### Given information
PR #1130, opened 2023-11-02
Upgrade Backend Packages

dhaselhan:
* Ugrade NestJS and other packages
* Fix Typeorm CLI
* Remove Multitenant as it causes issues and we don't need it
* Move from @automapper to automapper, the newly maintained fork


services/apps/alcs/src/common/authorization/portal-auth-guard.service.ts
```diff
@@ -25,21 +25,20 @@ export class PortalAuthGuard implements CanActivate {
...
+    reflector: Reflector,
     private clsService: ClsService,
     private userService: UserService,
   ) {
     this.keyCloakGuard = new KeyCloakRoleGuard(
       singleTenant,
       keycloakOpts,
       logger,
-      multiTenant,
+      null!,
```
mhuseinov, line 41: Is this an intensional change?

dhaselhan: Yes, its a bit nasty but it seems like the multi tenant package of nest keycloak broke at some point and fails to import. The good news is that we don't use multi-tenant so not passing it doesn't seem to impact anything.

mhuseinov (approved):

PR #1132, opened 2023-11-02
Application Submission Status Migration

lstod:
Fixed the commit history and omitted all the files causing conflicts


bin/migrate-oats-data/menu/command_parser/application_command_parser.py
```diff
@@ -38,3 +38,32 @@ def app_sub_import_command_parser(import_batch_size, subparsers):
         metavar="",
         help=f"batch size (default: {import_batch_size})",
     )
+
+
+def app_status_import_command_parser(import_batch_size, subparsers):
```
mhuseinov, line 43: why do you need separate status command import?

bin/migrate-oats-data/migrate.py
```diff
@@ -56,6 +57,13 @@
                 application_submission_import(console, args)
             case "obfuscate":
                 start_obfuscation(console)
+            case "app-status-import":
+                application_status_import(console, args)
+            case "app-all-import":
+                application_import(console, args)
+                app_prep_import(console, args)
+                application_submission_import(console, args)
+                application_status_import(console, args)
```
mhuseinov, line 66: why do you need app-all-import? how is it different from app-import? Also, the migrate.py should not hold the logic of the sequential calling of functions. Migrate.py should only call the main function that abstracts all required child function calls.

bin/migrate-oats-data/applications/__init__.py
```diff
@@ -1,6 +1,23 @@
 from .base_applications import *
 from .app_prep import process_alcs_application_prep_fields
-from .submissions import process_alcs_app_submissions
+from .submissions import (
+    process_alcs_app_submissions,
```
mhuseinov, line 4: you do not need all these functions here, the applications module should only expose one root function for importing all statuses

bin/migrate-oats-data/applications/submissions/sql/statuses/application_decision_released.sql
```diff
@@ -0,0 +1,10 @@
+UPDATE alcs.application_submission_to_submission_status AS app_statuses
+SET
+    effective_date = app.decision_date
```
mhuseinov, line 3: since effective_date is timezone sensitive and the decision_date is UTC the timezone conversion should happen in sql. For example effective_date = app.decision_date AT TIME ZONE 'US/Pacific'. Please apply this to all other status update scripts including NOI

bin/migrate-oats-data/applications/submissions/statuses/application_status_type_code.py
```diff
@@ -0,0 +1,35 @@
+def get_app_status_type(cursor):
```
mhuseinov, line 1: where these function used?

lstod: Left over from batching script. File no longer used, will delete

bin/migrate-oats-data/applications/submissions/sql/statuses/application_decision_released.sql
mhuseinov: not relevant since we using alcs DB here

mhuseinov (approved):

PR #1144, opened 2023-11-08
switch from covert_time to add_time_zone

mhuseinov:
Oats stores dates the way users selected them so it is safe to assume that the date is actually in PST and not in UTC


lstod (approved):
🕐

==

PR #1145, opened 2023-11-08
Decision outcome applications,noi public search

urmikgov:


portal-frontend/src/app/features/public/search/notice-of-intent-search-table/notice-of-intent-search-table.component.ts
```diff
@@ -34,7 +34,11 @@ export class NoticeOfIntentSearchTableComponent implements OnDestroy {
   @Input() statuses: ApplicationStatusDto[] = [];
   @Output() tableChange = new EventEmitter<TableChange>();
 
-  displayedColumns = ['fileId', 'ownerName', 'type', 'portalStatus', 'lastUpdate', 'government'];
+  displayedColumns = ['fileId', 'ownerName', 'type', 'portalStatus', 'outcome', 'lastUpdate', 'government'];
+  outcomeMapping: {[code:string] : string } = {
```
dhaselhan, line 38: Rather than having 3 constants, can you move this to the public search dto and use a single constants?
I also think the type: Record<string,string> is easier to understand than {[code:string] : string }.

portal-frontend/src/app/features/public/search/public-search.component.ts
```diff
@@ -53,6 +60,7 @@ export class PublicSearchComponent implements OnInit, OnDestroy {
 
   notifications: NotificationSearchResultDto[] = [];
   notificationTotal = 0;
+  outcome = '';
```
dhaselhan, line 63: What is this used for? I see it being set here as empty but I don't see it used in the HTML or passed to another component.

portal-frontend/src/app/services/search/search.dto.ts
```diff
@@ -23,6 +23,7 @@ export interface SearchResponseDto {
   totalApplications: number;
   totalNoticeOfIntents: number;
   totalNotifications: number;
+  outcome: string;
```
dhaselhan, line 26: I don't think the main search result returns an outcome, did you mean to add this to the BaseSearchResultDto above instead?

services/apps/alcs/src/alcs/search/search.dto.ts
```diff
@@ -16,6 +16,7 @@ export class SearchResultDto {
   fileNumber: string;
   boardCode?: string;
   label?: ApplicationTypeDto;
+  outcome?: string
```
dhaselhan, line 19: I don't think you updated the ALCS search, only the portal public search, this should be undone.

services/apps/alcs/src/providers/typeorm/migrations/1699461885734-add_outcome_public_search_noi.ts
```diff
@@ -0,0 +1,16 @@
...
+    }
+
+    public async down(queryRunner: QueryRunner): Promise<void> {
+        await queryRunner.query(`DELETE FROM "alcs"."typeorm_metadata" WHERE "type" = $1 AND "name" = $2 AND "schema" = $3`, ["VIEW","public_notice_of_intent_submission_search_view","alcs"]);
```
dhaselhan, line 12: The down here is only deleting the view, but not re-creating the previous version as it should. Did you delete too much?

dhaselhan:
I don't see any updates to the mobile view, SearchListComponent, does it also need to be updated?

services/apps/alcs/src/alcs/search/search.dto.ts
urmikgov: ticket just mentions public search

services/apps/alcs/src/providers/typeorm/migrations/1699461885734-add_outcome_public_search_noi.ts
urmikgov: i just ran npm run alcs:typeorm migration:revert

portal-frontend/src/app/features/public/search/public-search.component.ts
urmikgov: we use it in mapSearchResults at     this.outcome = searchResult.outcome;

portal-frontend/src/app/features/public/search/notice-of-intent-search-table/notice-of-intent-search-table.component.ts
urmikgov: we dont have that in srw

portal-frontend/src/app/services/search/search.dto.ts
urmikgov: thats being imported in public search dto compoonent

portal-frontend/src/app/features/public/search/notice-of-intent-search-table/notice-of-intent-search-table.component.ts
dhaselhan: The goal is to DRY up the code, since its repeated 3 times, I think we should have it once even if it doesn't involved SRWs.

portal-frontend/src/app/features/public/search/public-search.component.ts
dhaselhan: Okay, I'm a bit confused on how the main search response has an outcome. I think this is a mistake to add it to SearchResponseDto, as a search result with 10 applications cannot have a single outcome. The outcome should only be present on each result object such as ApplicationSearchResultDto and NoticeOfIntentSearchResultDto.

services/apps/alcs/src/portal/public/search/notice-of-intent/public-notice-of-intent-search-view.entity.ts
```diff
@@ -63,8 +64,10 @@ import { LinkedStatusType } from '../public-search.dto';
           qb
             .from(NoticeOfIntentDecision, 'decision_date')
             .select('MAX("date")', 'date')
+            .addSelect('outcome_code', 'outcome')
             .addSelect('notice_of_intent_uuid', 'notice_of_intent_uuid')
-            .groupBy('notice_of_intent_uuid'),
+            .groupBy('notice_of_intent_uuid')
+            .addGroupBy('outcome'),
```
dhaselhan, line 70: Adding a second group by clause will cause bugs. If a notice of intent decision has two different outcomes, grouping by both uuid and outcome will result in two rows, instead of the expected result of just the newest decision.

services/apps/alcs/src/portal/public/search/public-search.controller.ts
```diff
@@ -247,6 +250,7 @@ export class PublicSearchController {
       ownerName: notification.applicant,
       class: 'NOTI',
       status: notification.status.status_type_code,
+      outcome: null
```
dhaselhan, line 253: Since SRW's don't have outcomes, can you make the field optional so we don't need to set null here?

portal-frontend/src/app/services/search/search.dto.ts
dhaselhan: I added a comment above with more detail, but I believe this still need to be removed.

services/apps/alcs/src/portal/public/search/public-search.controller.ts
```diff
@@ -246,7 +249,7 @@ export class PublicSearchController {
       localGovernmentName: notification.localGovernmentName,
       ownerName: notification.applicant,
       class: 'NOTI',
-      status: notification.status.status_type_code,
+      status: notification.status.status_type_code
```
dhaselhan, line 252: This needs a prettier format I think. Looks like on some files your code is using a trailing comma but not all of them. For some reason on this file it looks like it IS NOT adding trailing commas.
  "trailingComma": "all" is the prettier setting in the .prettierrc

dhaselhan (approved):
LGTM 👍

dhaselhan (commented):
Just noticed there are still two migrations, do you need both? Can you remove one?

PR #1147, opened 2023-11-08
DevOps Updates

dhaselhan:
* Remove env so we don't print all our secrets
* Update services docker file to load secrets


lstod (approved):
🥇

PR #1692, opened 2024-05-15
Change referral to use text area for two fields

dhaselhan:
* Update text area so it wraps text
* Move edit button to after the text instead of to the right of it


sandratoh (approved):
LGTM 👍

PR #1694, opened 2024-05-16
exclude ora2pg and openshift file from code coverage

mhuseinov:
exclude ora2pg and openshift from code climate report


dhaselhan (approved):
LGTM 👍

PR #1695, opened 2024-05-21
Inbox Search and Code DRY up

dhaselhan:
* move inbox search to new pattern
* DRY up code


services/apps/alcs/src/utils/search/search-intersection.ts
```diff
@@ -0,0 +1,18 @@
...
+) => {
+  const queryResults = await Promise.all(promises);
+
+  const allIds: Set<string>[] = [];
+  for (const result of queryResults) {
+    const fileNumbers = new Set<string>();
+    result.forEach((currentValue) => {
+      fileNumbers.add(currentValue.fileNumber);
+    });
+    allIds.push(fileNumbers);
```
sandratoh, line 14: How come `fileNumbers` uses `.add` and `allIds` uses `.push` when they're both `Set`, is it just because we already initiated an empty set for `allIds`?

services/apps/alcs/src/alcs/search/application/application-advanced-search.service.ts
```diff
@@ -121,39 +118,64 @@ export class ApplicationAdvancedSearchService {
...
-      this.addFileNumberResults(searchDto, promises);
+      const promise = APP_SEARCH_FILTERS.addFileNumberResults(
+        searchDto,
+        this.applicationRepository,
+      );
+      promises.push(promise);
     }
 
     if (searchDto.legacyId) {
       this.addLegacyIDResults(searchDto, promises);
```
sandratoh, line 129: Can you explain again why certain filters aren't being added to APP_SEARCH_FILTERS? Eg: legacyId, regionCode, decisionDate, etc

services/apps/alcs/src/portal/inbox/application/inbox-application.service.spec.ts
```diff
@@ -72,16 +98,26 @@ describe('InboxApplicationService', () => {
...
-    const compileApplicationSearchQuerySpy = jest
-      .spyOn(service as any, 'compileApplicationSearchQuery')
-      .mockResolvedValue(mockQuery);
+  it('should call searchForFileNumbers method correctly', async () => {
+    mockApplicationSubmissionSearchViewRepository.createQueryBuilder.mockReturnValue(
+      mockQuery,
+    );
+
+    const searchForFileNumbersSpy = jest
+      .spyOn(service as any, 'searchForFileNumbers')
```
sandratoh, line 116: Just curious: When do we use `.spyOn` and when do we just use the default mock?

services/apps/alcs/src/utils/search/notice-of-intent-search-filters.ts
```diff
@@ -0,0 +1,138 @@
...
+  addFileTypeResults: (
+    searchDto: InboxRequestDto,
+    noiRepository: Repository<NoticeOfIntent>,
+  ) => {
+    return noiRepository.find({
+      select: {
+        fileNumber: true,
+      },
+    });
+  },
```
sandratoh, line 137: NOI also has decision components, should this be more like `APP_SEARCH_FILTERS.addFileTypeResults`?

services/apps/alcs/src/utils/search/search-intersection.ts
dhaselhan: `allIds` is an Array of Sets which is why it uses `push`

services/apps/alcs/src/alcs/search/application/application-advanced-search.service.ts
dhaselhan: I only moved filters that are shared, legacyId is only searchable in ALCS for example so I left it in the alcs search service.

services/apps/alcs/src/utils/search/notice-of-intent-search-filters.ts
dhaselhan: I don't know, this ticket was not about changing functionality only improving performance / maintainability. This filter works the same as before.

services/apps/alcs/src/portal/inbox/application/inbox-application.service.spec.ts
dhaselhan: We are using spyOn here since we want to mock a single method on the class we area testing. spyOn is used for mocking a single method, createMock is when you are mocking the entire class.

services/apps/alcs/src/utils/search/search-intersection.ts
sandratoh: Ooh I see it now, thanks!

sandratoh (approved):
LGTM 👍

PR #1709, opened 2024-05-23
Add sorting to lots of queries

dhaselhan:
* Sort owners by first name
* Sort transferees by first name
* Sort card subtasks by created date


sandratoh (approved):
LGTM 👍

### Task goal
Lines with "SearchResponseDto" in the listing above: state how many there are, and nothing else.

### Response below
2